#### [ABOUT THIS EXERCISE]
Each line containing the string "changes" should be copied out of the entries.

#### [DATA SUPPLIED]

>>>

PR #10333, opened 2025-06-24
Create a globally accessible analytics object

emilk:
### Related
* https://github.com/rerun-io/rerun/pull/10301

### What
In https://github.com/rerun-io/rerun/pull/10301 I want to send an analytics event the first time a user clicks a help-button… but there is no way to access the `Analytics` object deep down in `re_ui` without a lot of ugly plumbing. So this PR makes `Analytics` globally accessible so that we can send analytics from anywhere.

In the crash handler we now also use the global analytics object, instead of creating a new one (unless a new one is needed). This makes the analytics handling in the crash handler slightly cleaner and faster.

### DIFF
--- a/scripts/clippy_wasm/clippy.toml
+++ b/scripts/clippy_wasm/clippy.toml
@@ -86,6 +86,7 @@ disallowed-methods = [
   { path = "std::sync::mpsc::Receiver::iter", reason = "Cannot block on Web" },
   { path = "std::sync::mpsc::Receiver::recv_timeout", reason = "Cannot block on Web" },
   { path = "std::sync::mpsc::Receiver::recv", reason = "Cannot block on Web" },
+  { path = "std::thread::sleep", reason = "Can't block on web" },
   { path = "std::thread::spawn", reason = "Cannot spawn threads on wasm" },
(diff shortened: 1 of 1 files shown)


crates/utils/re_analytics/src/native/pipeline.rs
```diff
@@ -264,20 +279,26 @@ fn realtime_pipeline(
...
+            recv(ticker_rx) -> _elapsed => on_flush(&mut session_file),
             recv(event_rx) -> event => {
                 let Ok(event) = event else { break };
-                let Ok(event) = event else { break };
-                on_event(&mut session_file, event);
+                match event {
+                    PipelineEvent::Analytics(event) => on_event(&mut session_file, event),
+                    PipelineEvent::Flush => {
+                        on_flush(&mut session_file);
+                        flush_done_tx.send(()).ok();
```
lucasmerlin, line 295: Wouldn't this block forever on the next event if the flush is triggered without reading the event from the `flush_done_rx` receiver (e.g. by the tick channel)?

lucasmerlin: Ah of course it's only sent on a `PipelineEvent::Flush` and since that is only sent in flush_blocking, I guess this is fine

PR #10336, opened 2025-06-24
Add `set_sinks` to Rust `RecordingStream`

jprochazk:
* Blocked by https://github.com/rerun-io/rerun/pull/10312

A "variadic" API using a trait implement for tuples up to some fixed size seemed like the right approach here. We want the external API to be reasonably ergonomic.

The API directly accepts `LogSink` implementors instead of some "descriptor" of a log sink. This is probably fine, because we already expose these in our public API anyway.

* [x] pass `main` ci


crates/top/re_sdk/src/log_sink.rs
```diff
@@ -408,6 +453,17 @@ impl GrpcSink {
     }
 }
 
+impl Default for GrpcSink {
+    fn default() -> Self {
+        use std::str::FromStr as _;
+        Self::new(
+            re_uri::ProxyUri::from_str("rerun+http://127.0.0.1:9876/proxy")
```
Wumpf: can we use `re_uri::DEFAULT_PROXY_PORT` here instead of _again_ hardcoding the port? 🤔

crates/top/re_sdk/src/recording_stream.rs
```diff
@@ -345,6 +345,30 @@ impl RecordingStreamBuilder {
         Ok((rec, storage))
     }
 
+    /// Stream data to multiple different sinks.
+    ///
+    /// Duplicate sinks are not allowed. For example, two [`GrpcSink`][grpc_sink]s that
+    /// use the same `url`.
```
Wumpf: as on other PR, things I'd love to have documented:
* what does happen when I have dupl sinks
* what happens to previous data / how does it interact with existing sinks

Wumpf (approved):
nice! great to have this in Rust from the start

surely snippet-tests/`snippets.toml` is gonna complain about this snippet?
Only realized now that `attach_sinks` replaces all existing sinks. Name isn't exactly intuitive for that. Worth discussing

crates/top/re_sdk/src/log_sink.rs
```diff
@@ -118,6 +118,51 @@ impl LogSink for MultiSink {
     }
 }
 
+mod private {
+    pub trait Sealed {}
+}
+
```
Wumpf, line 124: quite nifty this whole thing there :)

jprochazk: Rust's type checker even recognizes subtraits of this as "sealed trait" in error messages

Wumpf: wow, didn't know!

crates/top/re_sdk/src/log_sink.rs
jprochazk: Oops, we already had `DEFAULT_CONNECT_URL`, can just use that.

crates/top/re_sdk/src/recording_stream.rs
jprochazk: Tried to document this a bit better. Calling it on `RecordingStream` is the same as calling `set_sink`, for `RecordingStreamBuilder` the semantics are more straightforward

jprochazk:
@rerun-bot full-check

crates/top/re_sdk/src/log_sink.rs
Wumpf: nice, even better

Issue #10273, opened 2025-06-17
0.23 archetype names & field names are not correctly ported


Wumpf:
It seems that 0.23 rrds are currently loading without any problems but the viewer subsequently doesn't read out any archetype (field) name data, i.e. not migrating it correctly

See internal Slack thread for example data https://rerunio.slack.com/archives/C033K5VS2KD/p1750119502077239

emilk:
We should figure out why this wasn't caught by our migrations tests (`pixi run check-backwards-compatibility`), and how we can fix that

emilk:
Fixed by releasing 0.23.4, and future problems will be solved by
* #10381

PR #10350, opened 2025-06-24
Release 0.23.4: Fix migration of old 0.22 rrd files

emilk:
### Related
* Closes https://github.com/rerun-io/rerun/issues/10273

### What
NOTE! This is a 0.23.4 release branch, as I want to get these fixes out ASAP.

#### Problem 1: sorbet meta key name confusion
At some point we renamed the keys of our meta-data, and forgot to update our code:

* `rerun.archetype` vs `rerun.archetype_name`
* `rerun.archetype_field` vs `rerun.archetype_field_name`

#### Problem 2: not writing new meta keys on migrate
Our migration code erroneously would keep the old metadata of all our fields.

The new code in this PR not only fixes this, but also retains all non-rerun metadata, because it's the right thing to do.

### TODO
* [x] Test that migrated files work on `main`
* [x] Port the second commit to `main`
* [ ] Port changelog to `main`


crates/store/re_sorbet/src/sorbet_batch.rs
```diff
@@ -160,6 +166,9 @@ impl SorbetBatch {
     /// Will automatically wrap data columns in `ListArrays` if they are not already.
     ///
     /// Will also migrate old types to new types.
+    ///
+    /// Non-Rerun metadata will be preserved (both at batch-level and column-level).
+    /// Rerun-metadata will be updated and added to the batch if needed.
```
grtlr: GitHub removed the suggestion feature for me 😠.

Should be "Rerun metadata"

grtlr (approved):
Ah nice, how subtle!

crates/store/re_sorbet/src/sorbet_batch.rs
```diff
@@ -173,20 +182,27 @@ impl SorbetBatch {
...
             batch.columns()
-        ) {
-            debug_assert_eq!(field.data_type(), column.data_type());
-        }
+        )
+        .map(|(old_field, mut new_field, column)| {
+            debug_assert_eq!(new_field.data_type(), column.data_type());
+
+            let mut metadata = old_field.metadata().clone();
+            metadata.extend(new_field.metadata().clone()); // overwrite old with new
```
grtlr, line 194: Would that work in a setting where we change keys as part of our migration? Because that currently happens on `main`.

emilk: It would, if we would call `rewire_tagged_components` at the top of `SorbetBatch::try_from_record_batch`… unfortunately we call it only in `ChunkBatch::try_from`, which I think is a separate bug (we should always rewire tagged components)

emilk: I'll make sure this is correct when I cherry-pick the commit into `main`

jprochazk (dismissed):
@emilk 
This PR needs to be based off of `release-0.23.4-alpha.2` :grimacing: it contains some important changes to the build process, but it was never fully released as 0.23.4

I think those changes can also just be cherry-picked in case you don't want to rebase

https://github.com/rerun-io/rerun/tree/release-0.23.4-alpha.2

emilk:
Good catch - I'll rebase

emilk:
RC job: https://github.com/rerun-io/rerun/actions/runs/15875469356

emilk:
Release job failed:

image

ci_docker/Dockerfile
```diff
@@ -1,42 +1,37 @@
...
+    glib2-devel \
+    gtk3-devel \
+    openssl-devel \
+    xcb-util-renderutil-devel \
+    xcb-util-devel \
+    xcb-util-wm-devel \
+    libxkbcommon-devel \
     python3-pip \
-    software-properties-common \
     sudo; \
```
emilk, line 33: nit: it would be easier to merge changes to this list if it was sorted

emilk: Also a bit weird that some things are grouped (atk, make/automake) and others not (xcb) 🤔

PR #10355, opened 2025-06-25
Fix exclusion of recording properties in `ResolvedEntityPathFilter::unresolved`

### LINKED ISSUE #10304: Undo is broken
Repro: open an example and close/hide/maximize a view. Then hit undo. Nothing happens.

Seems like we're writing to the blueprint store all the time, which break undo. We may only write on change.

grtlr:
### Related

* Closes #10304.

### What

Due to the exclusion of the recording properties in the `unresolved` rules of an `ResolvedEntityPathFilter`, a (non-existing) change of the entity path filters was emitted, which caused spamming the blueprint store.

This PR fixes this by removing the recording properties exclusion rule.

### DIFF
--- a/crates/store/re_log_types/src/path/entity_path_filter.rs
+++ b/crates/store/re_log_types/src/path/entity_path_filter.rs
@@ -508,6 +508,8 @@ impl EntityPathFilter {
 impl ResolvedEntityPathFilter {
     /// Turns the resolved filter back into an unresolved filter.
     ///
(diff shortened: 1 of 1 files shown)


Wumpf:
I gonna be _that guy_ and kindly ask for sprinkling that into the existing unit tests at the bottom of that file :)

grtlr:
I'm glad you're *that guy* 😊 — will do

Wumpf (approved):
nice, thanks for adding those tests!

PR #10358, opened 2025-06-25
Add "refresh" copy on hover

gavrelina:
Following Niko's feedback for day 3: https://linear.app/rerun/issue/DPF-1796/niko-feedback-triage

it was not clear what does refresh icon do. Adding hover. 
>UX: want on hover description of what this action does

Even better solution to come later: 
- https://linear.app/rerun/issue/DPF-1801/bottom-panel


emilk:
You need to run `cargo fmt`. Again, we should see if we can configure your editor to do so on save, because that's very convenient

PR #10773, opened 2025-07-29
Use release version as JS docs version name

jprochazk:
`stable` is just a redirect, the actual docs are stored under `docs/js/{version}`. Previously it would both redirect to `docs/js/stable` and also upload docs to `docs/js/stable`

### DIFF
--- a/.github/workflows/release.yml
+++ b/.github/workflows/release.yml
@@ -241,7 +241,7 @@ jobs:
       CONCURRENCY: ${{ github.ref_name }}
       PY_DOCS_VERSION_NAME: ${{ inputs.release-type == 'final' && needs.version.outputs.final || 'dev' }}
       CPP_DOCS_VERSION_NAME: ${{ inputs.release-type == 'final' && 'stable' || 'dev' }}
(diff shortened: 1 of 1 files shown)


.github/workflows/release.yml
```diff
@@ -241,7 +241,7 @@ jobs:
       CONCURRENCY: ${{ github.ref_name }}
       PY_DOCS_VERSION_NAME: ${{ inputs.release-type == 'final' && needs.version.outputs.final || 'dev' }}
       CPP_DOCS_VERSION_NAME: ${{ inputs.release-type == 'final' && 'stable' || 'dev' }}
```
grtlr, line 243: Does it make sense to change CPP too?

grtlr (approved):

.github/workflows/release.yml
jprochazk: For C++ we upload the docs twice, once to named (the `stable`/`dev` one) and once to versioned (`0.24.0`). I don't know why we do it that way, I'm pretty sure I just replicated how it used to be on gh-pages :thinking: either way it works so I think it's fine to leave it as is:
https://ref.rerun.io/docs/cpp/stable/structrerun_1_1archetypes_1_1VideoStream.html

Issue #10761, opened 2025-07-28
Scale3D mono index out of bounds


CameronMatthew:
**Describe the bug**

`Scale3D` throws a warning instead of doing scaling.

```python
import rerun as rr

print(rr.__version__)
# 0.23.4

rr.init("scale_example", spawn=True)

rr.log("example_a", rr.Transform3D(scale=rr.Scale3D(2.0)), static=True)
# Couldn't read /example_a:rerun.components.Scale3D @ ((TimeInt::STATIC, RowId(185663C1D827AF633839bc73d55cfe71))): mono index out of bounds: 0 (len=3)

rr.log("example_b", rr.Transform3D(scale=rr.Scale3D([2.0, 2.0, 2.0])), static=True)
# Couldn't read /example_b:rerun.components.Scale3D @ ((TimeInt::STATIC, RowId(185663C1D82971E93839bc73d55cfe73))): mono index out of bounds: 0 (len=3)
```

**To Reproduce**
Run the minimal reproducible example above^.

**Expected behavior**

My transformation includes a scaling factor of 2.0.

**Backtrace**

```
Couldn't read /example_a:rerun.components.Scale3D @ ((TimeInt::STATIC, RowId(18566434E368E7AE1FDB8E2BF5CFDBA6))): mono index out of bounds: 0 (len=3)
```

**Desktop (please complete the following information):**
 - OS: macOS Sequoia 15.5

**Rerun version**

- Originally discovered on 0.23.4. I was able to reproduce from 0.22.0 up to 0.23.4.

grtlr:
Thank you for reporting! This looks like a problem with our Python SDK. As a quick fix, you could try omitting the `rr.Scale` part and only write `scale=2.0`.

ntjohnson1:
Our Scale3D type doesn't have a length attribute, which means there are a few different areas where we check for a length attribute assuming it is a scalar otherwise. That means we end up accidentally generating a Scale3D from a Scale3D as a matrix of values
```python
scale = rr.Scale3D([2.0, 2.0, 2.0])
scale_scale = rr.Scale3D(scale)
scale_scale.xyz
[[2.0, 2.0, 2.0],
[2.0, 2.0, 2.0],
[2.0, 2.0, 2.0]]
```

Simple fix is to just add __len__ but I need to see if I can route this through our code gen to solve more generally.

grtlr:
Aha, so we would implement something like `Vec3DLike` for the `Scale3D` component?

[...]

PR #10774, opened 2025-07-29
Add `__len__` to codegened Python datatypes

ntjohnson1:
### Related

* closes https://github.com/rerun-io/rerun/issues/10761

### What
Right now flatbuffers doesn't expose `__len__` and our codegen doesn't expose it either. A variety of our extensions check for the `__len__` attr in order to determine if something is a scalar or sized. Follow the `__array__` pattern in order to determine when we can generate a `__len__` automatically.


grtlr (approved):
Nit: I wonder if we should write a test case based on the user's repro?

LGTM, neat!

ntjohnson1:
> Nit: I wonder if we should write a test case based on the user's repro?

Did you mean something in addition to this?
56dfa579d344936f7a1da708f8ba1b79536ca5a4

grtlr:
Ah yes, sorry I was on my phone and didn't see the test

Issue #2499, opened 2023-06-21
Add support for Brown-Conrady Lens distortion


nikolausWest:
Most real world 3D computer vision applications need to make use of some kind of lens distortion model. The most common for a pinhole camera is Brown-Conrady lens distortion.

See OpenCV for the most common parametrization [here](https://docs.opencv.org/3.4/da/d54/group__imgproc__transform.html#ga7dfb72c9cf9780a347fbe3d1c47e5d5a)

And this tutorial from Tangram on distortion models: https://www.tangramvision.com/blog/camera-modeling-exploring-distortion-and-distortion-models-part-ii

- [ ] Users can log Brown-Conrady lens distorion models (at least radial + tangential)
- [ ] When combined with a logged pinhole model, the lens distortion is automatically applied both between 3D and 2D views (spaces), as well as between 2D distorted and 2D undistorted views (spaces)
- [ ] The presence and application of a lens distortion model is somehow indicated in the 3D view. Ideally these is an element in the 3D view that can be clicked such that the distortion model becomes selected

emilk:
Some of my thoughts about non-linear lens distortion in general

### Nomenclature
rectify = undistort, i.e. undoing the radial distortion

# Implementation
Implementing this will touch all of the following, and probably more:

* Ray projection/unprojection
* Rendering of the camera frustum (we should render it with curved edges)
* Depth cloud projection
* 2D-in-3D
* 3D-in-2D

We probably also want to support users logging things both to the distorted and rectified images. It is common for users to do their own rectifying and they might do object detection in either the distorted or undistorted image space. This suggests the radial distortion is a new type of transform component (alongside `Transform` and `Pinhole`. For instance:

```py
rr.log_bbox("world", object)
rr.log_transform("world/camera", extrinsics)
rr.log_pinhole("world/camera/pinhole", …)
rr.log_radial_distortion("world/camera/pinhole/distorted", …)
```

# Uses often do their own rectification:
rectified_image = cv.rectify(raw_image, distortion)

# Ideally you only need to log _one_ of the following, and Rerun will infer the other based on the logged distortion:
rr.log_image("world/camera/pinhole", rectified_image)
rr.log_image("world/camera/pinhole/distorted", raw_image)

# Maybe you do your object detection in the raw/distorted image:
rr.log_bbox("world/camera/pinhole/distorted/object", detect_object(raw_image))

# Or you do it in the rectified image:
[...]

PR #10779, opened 2025-08-01
More ROS2 message parsers

oxkitsune:
### What

Adds schema plugins for:
- `sensor_msgs/msg/CameraInfo`
- `sensor_msgs/msg/JointState`
- `std_msgs/msg/String`

### DIFF
--- a/crates/store/re_data_loader/src/mcap/decode.rs
+++ b/crates/store/re_data_loader/src/mcap/decode.rs
@@ -63,7 +63,6 @@ pub trait SchemaPlugin {
     /// # use anyhow::Error;
     /// # use mcap::Channel;
     /// # use re_chunk::Chunk;
-    /// # use re_sorbet::SorbetSchema;
     /// # use re_data_loader::mcap::decode::{
     /// #     McapMessageParser, ParserContext, PluginError, SchemaName, SchemaPlugin,
     /// # };


crates/store/re_data_loader/src/mcap/schema/sensor_msgs/camera_info.rs
```diff
@@ -0,0 +1,214 @@
...
+            width,
+            height,
+            distortion_model,
+            d,
+            k,
+            r: _,
+            p: _,
+            binning_x,
+            binning_y,
+            roi: _,
```
emilk: Instead of ignoring some fields (=throwing away user data), let's log them as custom components (like we already do for `distortion_model` etc).

We can also add a `TODO` to the relevant issue (maybe https://github.com/rerun-io/rerun/issues/2499 in this case?).

crates/store/re_data_loader/src/mcap/schema/sensor_msgs/camera_info.rs
```diff
@@ -0,0 +1,214 @@
...
+#[derive(Default)]
+pub struct CameraInfoSchemaPlugin;
+
+impl SchemaPlugin for CameraInfoSchemaPlugin {
+    fn name(&self) -> SchemaName {
+        "sensor_msgs/msg/CameraInfo".into()
+    }
+
+    fn parse_schema(&self, _channel: &mcap::Channel<'_>) -> Result<SorbetSchema, PluginError> {
+        Err(PluginError::Other(anyhow::anyhow!("todo")))
```
emilk: This is NOT a good error message

crates/store/re_data_loader/src/mcap/schema/sensor_msgs/joint_state.rs
```diff
@@ -0,0 +1,144 @@
...
+            efforts: ListBuilder::with_capacity(Float64Builder::new(), num_rows),
+        }
+    }
+}
+
+impl McapMessageParser for JointStateMessageParser {
+    fn append(&mut self, ctx: &mut ParserContext, msg: &mcap::Message<'_>) -> anyhow::Result<()> {
+        let joint_state = cdr::try_decode_message::<sensor_msgs::JointState>(msg.data.as_ref())
+            .map_err(|err| PluginError::Other(anyhow::anyhow!(err)))?;
+
```
emilk: use the destructor pattern to make sure we don't forget any field in `JointState`

crates/store/re_data_loader/src/mcap/schema/std_msgs/string.rs
```diff
@@ -0,0 +1,71 @@
...
+#[derive(Default)]
+pub struct StringSchemaPlugin;
+
+impl SchemaPlugin for StringSchemaPlugin {
+    fn name(&self) -> SchemaName {
+        "std_msgs/msg/String".into()
+    }
+
+    fn parse_schema(&self, _channel: &mcap::Channel<'_>) -> Result<SorbetSchema, PluginError> {
+        Err(PluginError::Other(anyhow::anyhow!("todo")))
```
emilk: Again, this is not a useful error message

emilk (changes requested):

crates/store/re_data_loader/src/mcap/schema/sensor_msgs/camera_info.rs
oxkitsune: Good catch. Had a bit of fun with arrow structs and managed to get everything in 👍

crates/store/re_data_loader/src/mcap/schema/std_msgs/string.rs
```diff
@@ -0,0 +1,66 @@
...
+        Self {
+            texts: Vec::with_capacity(num_rows),
+        }
+    }
+}
+
+impl McapMessageParser for StringMessageParser {
+    fn append(&mut self, _ctx: &mut ParserContext, msg: &mcap::Message<'_>) -> anyhow::Result<()> {
+        let string_msg = cdr::try_decode_message::<std_msgs::StringMessage>(&msg.data)?;
+        self.texts.push(string_msg.data);
```
emilk: You can use the destructor pattern here too

emilk (approved):
Nice!

Issue #10782, opened 2025-08-01
First person eye control doesn't support scroll-to-zoom


MichaelGrupp:
**Describe the annoyance**

The first person eye control in 3D views is nice, but I found it annoying that mouse scrolling has no effect there (as opposed to the orbit mode and the help menu that says that scrolling zooms).

**To Reproduce**

Open a 3D spatial view, move the mouse inside and scroll / pinch-to-zoom.
The behavior is different depending on the eye type...

* `Orbital`: zooms
* `First person`: nothing

**Expected behavior**

Scrolling does something also in first person mode.

**Desktop (please complete the following information):**
 - OS: macOS & Ubuntu
 - rerun 0.24 / main

---

**Proposal**

I would just move the eye forward/backward along the optical axis in this case. I patched rerun locally with this behavior and found it quite satisfying to use, as you can then navigate through a scene also only using the mouse (left-click head rotation, right-click pan, scroll zoom). PR: https://github.com/rerun-io/rerun/pull/10783

Here's a demo where I use only the mouse with that patch:

https://github.com/user-attachments/assets/64edac62-cd08-4818-8541-3e0e838afd52

PR #10783, opened 2025-08-01
Support scroll-/pinch-to-zoom with first person eye control

MichaelGrupp:
Move the camera along the forward axis of the eye on scroll/ pinch-to-zoom user input. This allows nicer navigation using only the mouse and is more consistent with the Orbital mode.

Closes: #10782


MichaelGrupp:
See ticket for a demo video.

PR #10786, opened 2025-08-04
Show warning about running inside of Docker in top panel

emilk:
### Related
* Follow-up to https://github.com/rerun-io/rerun/pull/10306

### What
We would already print a warning to the terminal, but now we also show it in the notification panel (and as a toast/popup):

Screenshot 2025-08-04 at 11 03 47


crates/viewer/re_viewer/src/lib.rs
```diff
@@ -346,3 +346,16 @@ pub fn reset_viewer_persistence() -> anyhow::Result<()> {
 
     Ok(())
 }
+
+/// Hook into [`re_log`] to receive copies of text log messages on a channel,
+/// which we will then show in the notification panel.
+pub fn register_text_log_receiver() -> std::sync::mpsc::Receiver<re_log::LogMsg> {
+    let (logger, text_log_rx) = re_log::ChannelLogger::new(re_log::LevelFilter::Info);
+    if re_log::add_boxed_logger(Box::new(logger)).is_err() {
+        // This can happen when `rerun` crate users call `spawn`. TODO(emilk): make `spawn` spawn a new process.
```
Wumpf: this moved comment seems outdated: `spawn` _does_ spawn a new process, even in Rust.
What doesn't is `run` and that's very much intentional

Wumpf (approved):
lgtm, surely a good general fix! But I think we should show the warning permanently in the status bar like we do for software rasterizers

emilk:
> But I think we should show the warning permanently in the status bar like we do for software rasterizers

I think we should move the software rasterizer warning to the notification panel

Wumpf:
it is nice though that it is sticky and included on screenshots. It helps us with bug reports

emilk:
Good point 🤔

emilk:
I added a warning label to the top panel now, per Andreas' recommendation.

image

emilk:
I should make sure `is_docker()` is memoized though… hold on

Wumpf (approved):
nice, thanks for the follow-up! lgtm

<<<

#### [OUTPUT]
This PR needs to be based off of `release-0.23.4-alpha.2` :grimacing: it contains some important changes to the build process, but it was never fully released as 0.23.4
I think those changes can also just be cherry-picked in case you don't want to rebase
emilk, line 33: nit: it would be easier to merge changes to this list if it was sorted
emilk (changes requested):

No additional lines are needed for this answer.